Saved data entries
BEGIN

PR #2924, opened 2026-07-29
Fix net_if_stats() speed overflow on Windows for interfaces >4.29 Gbps

### LINKED ISSUE #2655: [Windows] network connect speed 5Gbps show 4294967295bps
## Summary

- OS: Windows
- Architecture: 64bit
- Psutil version:  5.9.8
- Python version: 3.12
- Type: core

## Description

{{{
  If the value exceeds the storage range of an int, a long should be used instead
}}}

omprakash2929:
## Summary

- OS: Windows
- Bug fix: yes
- Type: core
- Fixes: #2655

## Description

`net_if_stats()` was returning `4294967295` (32-bit overflow) as the
speed for network interfaces with link speed greater than 4.29 Gbps
(e.g. 5 Gbps).

### Root cause
The function used the legacy `GetIfTable()` API and `MIB_IFROW`
struct, where `dwSpeed` is a 32-bit `DWORD`. This overflows for any
interface speed above ~4.29 Gbps.

### Fix
Migrated `psutil_net_if_stats()` to use `GetIfEntry2()` with the
`MIB_IF_ROW2` struct instead - same approach already used by
`net_io_counters()` in this file. `TransmitLinkSpeed` in `MIB_IF_ROW2`
is a 64-bit `ULONG64`, so it correctly represents higher speeds.

### Testing
- Built locally on Windows with `pip install -e ".[test]"`
- Verified output manually via `psutil.net_if_stats()` - speeds now
  show correct values instead of overflowing
- Ran existing test suite: `test_net_if_stats` passes

Fixes #2655

### DIFF
--- a/.gitignore
+++ b/.gitignore
@@ -20,3 +20,4 @@ docs/_build/
 dist/
 wheelhouse/
 .tests/
+test.psutilpy
--- a/docs/changelog.rst
+++ b/docs/changelog.rst
@@ -328,6 +328,11 @@ Others:
 - :gh:`2628`, [Linux]: :func:`cpu_freq` no longer takes offline CPU cores into
   account. They were reported with all-zero frequencies, which dragged down the
   average ``current``, ``min`` and ``max`` values.
+- :gh:`2655`, [Windows]: :func:`net_if_stats` returned ``4294967295`` (32-bit
+  overflow) as the speed for network interfaces faster than ~4.29 Gbps (e.g. 5
+  Gbps NICs). Fixed by switching from the legacy ``GetIfTable()`` /
+  ``MIB_IFROW`` API to ``GetIfEntry2()`` / ``MIB_IF_ROW2``, which uses a 64-bit
+  ``TransmitLinkSpeed`` field.
 - :gh:`2711`, [Windows]: :func:`net_if_addrs` was returning ``None`` for the
   ``broadcast`` field of network interfaces instead of the correct broadcast
   address.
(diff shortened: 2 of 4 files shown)


giampaolo:
Thanks, the direction is right. A few things before this can go in:

1. Please rebase. 
2. The isup check lost the admin status. It should be:

```c
if (ifRow.OperStatus == IfOperStatusUp &&
    ifRow.AdminStatus == NET_IF_ADMIN_STATUS_UP)
```

3. Put back the three `Py_CLEAR()` calls before `return py_retdict;`. Those were added in #2691 to fix a leak. Without them `py_is_up` keeps a reference after the last iteration.
4. When `GetIfEntry2()` fails, add a `psutil_debug()` before skipping, so it's not silent.
5. Missing newline at end of file, lint will complain.

giampaolo:
Code changed. Please rebase.

omprakash2929:
@giampaolo I've addressed all the review comments:

1. Rebased on the latest master
2. Restored the admin status check in `isup`:
   `ifRow.OperStatus == IfOperStatusUp && ifRow.AdminStatus == NET_IF_ADMIN_STATUS_UP`
3. Restored the `Py_CLEAR()` calls at the start of the loop (py_nic_name, py_ifc_info, py_is_up)
4. Added `psutil_debug()` logging when `GetIfEntry2()` fails
5. Fixed the missing newline at the end of file

All checks are passing, and I've tested locally on Windows — `net_if_stats()` now returns correct speed values for interfaces above 4.29 Gbps, and the existing test suite passes.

END

=== THE TASK ===
From the entries above, copy each line holding "GetIfTable".

=== ANSWER FOR THIS EXERCISE ===
The function used the legacy `GetIfTable()` API and `MIB_IFROW`
+  Gbps NICs). Fixed by switching from the legacy ``GetIfTable()`` /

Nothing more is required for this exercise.